Data records

================

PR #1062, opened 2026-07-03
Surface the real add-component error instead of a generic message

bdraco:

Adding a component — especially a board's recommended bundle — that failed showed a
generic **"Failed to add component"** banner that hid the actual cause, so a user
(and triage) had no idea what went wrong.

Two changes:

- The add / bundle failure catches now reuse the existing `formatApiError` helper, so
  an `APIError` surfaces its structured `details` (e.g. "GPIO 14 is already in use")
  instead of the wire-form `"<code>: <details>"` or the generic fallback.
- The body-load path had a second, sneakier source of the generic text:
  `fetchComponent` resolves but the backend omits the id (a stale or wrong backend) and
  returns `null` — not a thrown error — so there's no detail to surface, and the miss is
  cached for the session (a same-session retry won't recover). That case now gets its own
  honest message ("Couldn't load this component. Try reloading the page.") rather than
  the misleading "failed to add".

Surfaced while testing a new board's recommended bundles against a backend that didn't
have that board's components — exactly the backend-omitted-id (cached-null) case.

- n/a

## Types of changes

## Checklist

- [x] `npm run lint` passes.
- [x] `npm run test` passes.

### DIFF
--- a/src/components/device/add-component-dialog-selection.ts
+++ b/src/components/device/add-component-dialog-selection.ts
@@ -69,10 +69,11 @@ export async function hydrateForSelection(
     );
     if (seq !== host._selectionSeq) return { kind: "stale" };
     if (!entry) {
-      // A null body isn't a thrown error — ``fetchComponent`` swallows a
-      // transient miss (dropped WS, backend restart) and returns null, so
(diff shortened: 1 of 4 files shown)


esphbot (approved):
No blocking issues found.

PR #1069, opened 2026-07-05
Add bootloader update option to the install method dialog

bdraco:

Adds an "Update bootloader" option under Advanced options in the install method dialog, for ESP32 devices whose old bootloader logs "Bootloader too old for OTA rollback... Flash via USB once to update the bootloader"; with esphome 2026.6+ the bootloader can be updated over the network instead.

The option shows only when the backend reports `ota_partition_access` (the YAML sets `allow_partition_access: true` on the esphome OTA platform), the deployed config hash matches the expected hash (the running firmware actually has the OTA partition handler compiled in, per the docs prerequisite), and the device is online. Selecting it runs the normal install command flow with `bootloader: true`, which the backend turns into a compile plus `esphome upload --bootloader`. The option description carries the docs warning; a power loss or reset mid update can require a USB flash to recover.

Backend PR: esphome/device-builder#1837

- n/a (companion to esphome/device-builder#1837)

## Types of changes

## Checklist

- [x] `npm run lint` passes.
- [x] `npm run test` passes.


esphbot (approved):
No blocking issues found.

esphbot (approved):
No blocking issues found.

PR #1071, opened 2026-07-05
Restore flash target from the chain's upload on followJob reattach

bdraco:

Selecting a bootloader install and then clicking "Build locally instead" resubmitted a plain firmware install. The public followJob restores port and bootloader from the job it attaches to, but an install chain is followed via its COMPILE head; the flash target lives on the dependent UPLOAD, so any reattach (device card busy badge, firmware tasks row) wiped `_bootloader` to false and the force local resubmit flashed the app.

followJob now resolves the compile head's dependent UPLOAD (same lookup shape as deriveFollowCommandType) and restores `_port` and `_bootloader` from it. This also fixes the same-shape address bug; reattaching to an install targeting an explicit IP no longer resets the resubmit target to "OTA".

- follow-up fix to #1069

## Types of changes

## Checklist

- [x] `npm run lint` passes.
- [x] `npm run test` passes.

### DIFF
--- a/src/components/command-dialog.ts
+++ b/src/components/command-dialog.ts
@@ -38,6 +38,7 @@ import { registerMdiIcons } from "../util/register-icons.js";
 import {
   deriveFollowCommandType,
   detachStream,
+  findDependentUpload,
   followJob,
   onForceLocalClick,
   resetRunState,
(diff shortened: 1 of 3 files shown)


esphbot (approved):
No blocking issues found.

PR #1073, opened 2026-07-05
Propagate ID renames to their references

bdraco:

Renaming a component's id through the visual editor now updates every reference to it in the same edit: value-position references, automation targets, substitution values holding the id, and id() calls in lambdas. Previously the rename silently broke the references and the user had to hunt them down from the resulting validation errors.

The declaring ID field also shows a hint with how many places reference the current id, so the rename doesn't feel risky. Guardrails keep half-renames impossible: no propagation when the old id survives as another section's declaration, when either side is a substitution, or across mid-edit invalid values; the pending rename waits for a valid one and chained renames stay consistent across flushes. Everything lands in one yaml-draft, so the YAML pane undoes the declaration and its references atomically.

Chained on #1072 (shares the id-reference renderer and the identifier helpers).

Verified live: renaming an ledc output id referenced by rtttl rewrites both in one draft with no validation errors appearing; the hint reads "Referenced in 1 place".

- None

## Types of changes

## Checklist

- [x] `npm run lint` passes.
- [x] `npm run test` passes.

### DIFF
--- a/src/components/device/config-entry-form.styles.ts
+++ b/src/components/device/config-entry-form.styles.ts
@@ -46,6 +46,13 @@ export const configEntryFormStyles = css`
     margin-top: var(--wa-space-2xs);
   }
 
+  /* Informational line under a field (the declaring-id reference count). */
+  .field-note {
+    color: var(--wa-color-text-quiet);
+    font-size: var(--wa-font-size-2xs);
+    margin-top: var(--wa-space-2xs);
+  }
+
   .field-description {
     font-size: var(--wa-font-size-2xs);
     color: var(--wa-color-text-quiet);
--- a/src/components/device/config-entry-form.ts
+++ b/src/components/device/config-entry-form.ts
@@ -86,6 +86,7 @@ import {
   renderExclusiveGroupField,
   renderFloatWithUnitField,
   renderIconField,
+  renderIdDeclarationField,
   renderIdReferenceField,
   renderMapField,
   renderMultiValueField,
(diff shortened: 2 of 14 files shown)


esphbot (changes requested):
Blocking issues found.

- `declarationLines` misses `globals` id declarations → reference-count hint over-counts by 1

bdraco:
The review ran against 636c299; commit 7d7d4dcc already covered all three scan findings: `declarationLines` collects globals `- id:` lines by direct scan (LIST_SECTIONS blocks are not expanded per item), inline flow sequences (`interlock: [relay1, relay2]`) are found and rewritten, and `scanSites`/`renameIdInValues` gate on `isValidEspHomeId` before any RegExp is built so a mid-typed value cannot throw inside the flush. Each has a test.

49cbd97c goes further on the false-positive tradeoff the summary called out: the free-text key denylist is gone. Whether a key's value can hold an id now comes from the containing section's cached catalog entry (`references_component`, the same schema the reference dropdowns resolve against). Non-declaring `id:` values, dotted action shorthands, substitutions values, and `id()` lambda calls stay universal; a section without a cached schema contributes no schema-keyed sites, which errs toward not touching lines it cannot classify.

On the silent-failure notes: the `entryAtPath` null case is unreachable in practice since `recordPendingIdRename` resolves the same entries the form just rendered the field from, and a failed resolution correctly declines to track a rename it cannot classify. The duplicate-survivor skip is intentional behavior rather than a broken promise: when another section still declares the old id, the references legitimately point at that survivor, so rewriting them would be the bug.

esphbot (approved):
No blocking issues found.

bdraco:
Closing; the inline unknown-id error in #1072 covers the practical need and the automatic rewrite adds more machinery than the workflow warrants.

================

What to produce
Exactly as shown above, copy out the material.

Result of this exercise
PR #1062, opened 2026-07-03
Surface the real add-component error instead of a generic message

bdraco:

Adding a component — especially a board's recommended bundle — that failed showed a
generic **"Failed to add component"** banner that hid the actual cause, so a user
(and triage) had no idea what went wrong.

Two changes:

- The add / bundle failure catches now reuse the existing `formatApiError` helper, so
  an `APIError` surfaces its structured `details` (e.g. "GPIO 14 is already in use")
  instead of the wire-form `"<code>: <details>"` or the generic fallback.
- The body-load path had a second, sneakier source of the generic text:
  `fetchComponent` resolves but the backend omits the id (a stale or wrong backend) and
  returns `null` — not a thrown error — so there's no detail to surface, and the miss is
  cached for the session (a same-session retry won't recover). That case now gets its own
  honest message ("Couldn't load this component. Try reloading the page.") rather than
  the misleading "failed to add".

Surfaced while testing a new board's recommended bundles against a backend that didn't
have that board's components — exactly the backend-omitted-id (cached-null) case.

- n/a

## Types of changes

## Checklist

- [x] `npm run lint` passes.
- [x] `npm run test` passes.

### DIFF
--- a/src/components/device/add-component-dialog-selection.ts
+++ b/src/components/device/add-component-dialog-selection.ts
@@ -69,10 +69,11 @@ export async function hydrateForSelection(
     );
     if (seq !== host._selectionSeq) return { kind: "stale" };
     if (!entry) {
-      // A null body isn't a thrown error — ``fetchComponent`` swallows a
-      // transient miss (dropped WS, backend restart) and returns null, so
(diff shortened: 1 of 4 files shown)


esphbot (approved):
No blocking issues found.

PR #1069, opened 2026-07-05
Add bootloader update option to the install method dialog

bdraco:

Adds an "Update bootloader" option under Advanced options in the install method dialog, for ESP32 devices whose old bootloader logs "Bootloader too old for OTA rollback... Flash via USB once to update the bootloader"; with esphome 2026.6+ the bootloader can be updated over the network instead.

The option shows only when the backend reports `ota_partition_access` (the YAML sets `allow_partition_access: true` on the esphome OTA platform), the deployed config hash matches the expected hash (the running firmware actually has the OTA partition handler compiled in, per the docs prerequisite), and the device is online. Selecting it runs the normal install command flow with `bootloader: true`, which the backend turns into a compile plus `esphome upload --bootloader`. The option description carries the docs warning; a power loss or reset mid update can require a USB flash to recover.

Backend PR: esphome/device-builder#1837

- n/a (companion to esphome/device-builder#1837)

## Types of changes

## Checklist

- [x] `npm run lint` passes.
- [x] `npm run test` passes.


esphbot (approved):
No blocking issues found.

esphbot (approved):
No blocking issues found.

PR #1071, opened 2026-07-05
Restore flash target from the chain's upload on followJob reattach

bdraco:

Selecting a bootloader install and then clicking "Build locally instead" resubmitted a plain firmware install. The public followJob restores port and bootloader from the job it attaches to, but an install chain is followed via its COMPILE head; the flash target lives on the dependent UPLOAD, so any reattach (device card busy badge, firmware tasks row) wiped `_bootloader` to false and the force local resubmit flashed the app.

followJob now resolves the compile head's dependent UPLOAD (same lookup shape as deriveFollowCommandType) and restores `_port` and `_bootloader` from it. This also fixes the same-shape address bug; reattaching to an install targeting an explicit IP no longer resets the resubmit target to "OTA".

- follow-up fix to #1069

## Types of changes

## Checklist

- [x] `npm run lint` passes.
- [x] `npm run test` passes.

### DIFF
--- a/src/components/command-dialog.ts
+++ b/src/components/command-dialog.ts
@@ -38,6 +38,7 @@ import { registerMdiIcons } from "../util/register-icons.js";
 import {
   deriveFollowCommandType,
   detachStream,
+  findDependentUpload,
   followJob,
   onForceLocalClick,
   resetRunState,
(diff shortened: 1 of 3 files shown)


esphbot (approved):
No blocking issues found.

PR #1073, opened 2026-07-05
Propagate ID renames to their references

bdraco:

Renaming a component's id through the visual editor now updates every reference to it in the same edit: value-position references, automation targets, substitution values holding the id, and id() calls in lambdas. Previously the rename silently broke the references and the user had to hunt them down from the resulting validation errors.

The declaring ID field also shows a hint with how many places reference the current id, so the rename doesn't feel risky. Guardrails keep half-renames impossible: no propagation when the old id survives as another section's declaration, when either side is a substitution, or across mid-edit invalid values; the pending rename waits for a valid one and chained renames stay consistent across flushes. Everything lands in one yaml-draft, so the YAML pane undoes the declaration and its references atomically.

Chained on #1072 (shares the id-reference renderer and the identifier helpers).

Verified live: renaming an ledc output id referenced by rtttl rewrites both in one draft with no validation errors appearing; the hint reads "Referenced in 1 place".

- None

## Types of changes

## Checklist

- [x] `npm run lint` passes.
- [x] `npm run test` passes.

### DIFF
--- a/src/components/device/config-entry-form.styles.ts
+++ b/src/components/device/config-entry-form.styles.ts
@@ -46,6 +46,13 @@ export const configEntryFormStyles = css`
     margin-top: var(--wa-space-2xs);
   }
 
+  /* Informational line under a field (the declaring-id reference count). */
+  .field-note {
+    color: var(--wa-color-text-quiet);
+    font-size: var(--wa-font-size-2xs);
+    margin-top: var(--wa-space-2xs);
+  }
+
   .field-description {
     font-size: var(--wa-font-size-2xs);
     color: var(--wa-color-text-quiet);
--- a/src/components/device/config-entry-form.ts
+++ b/src/components/device/config-entry-form.ts
@@ -86,6 +86,7 @@ import {
   renderExclusiveGroupField,
   renderFloatWithUnitField,
   renderIconField,
+  renderIdDeclarationField,
   renderIdReferenceField,
   renderMapField,
   renderMultiValueField,
(diff shortened: 2 of 14 files shown)


esphbot (changes requested):
Blocking issues found.

- `declarationLines` misses `globals` id declarations → reference-count hint over-counts by 1

bdraco:
The review ran against 636c299; commit 7d7d4dcc already covered all three scan findings: `declarationLines` collects globals `- id:` lines by direct scan (LIST_SECTIONS blocks are not expanded per item), inline flow sequences (`interlock: [relay1, relay2]`) are found and rewritten, and `scanSites`/`renameIdInValues` gate on `isValidEspHomeId` before any RegExp is built so a mid-typed value cannot throw inside the flush. Each has a test.

49cbd97c goes further on the false-positive tradeoff the summary called out: the free-text key denylist is gone. Whether a key's value can hold an id now comes from the containing section's cached catalog entry (`references_component`, the same schema the reference dropdowns resolve against). Non-declaring `id:` values, dotted action shorthands, substitutions values, and `id()` lambda calls stay universal; a section without a cached schema contributes no schema-keyed sites, which errs toward not touching lines it cannot classify.

On the silent-failure notes: the `entryAtPath` null case is unreachable in practice since `recordPendingIdRename` resolves the same entries the form just rendered the field from, and a failed resolution correctly declines to track a rename it cannot classify. The duplicate-survivor skip is intentional behavior rather than a broken promise: when another section still declares the old id, the references legitimately point at that survivor, so rewriting them would be the bug.

esphbot (approved):
No blocking issues found.

bdraco:
Closing; the inline unknown-id error in #1072 covers the practical need and the automatic rewrite adds more machinery than the workflow warrants.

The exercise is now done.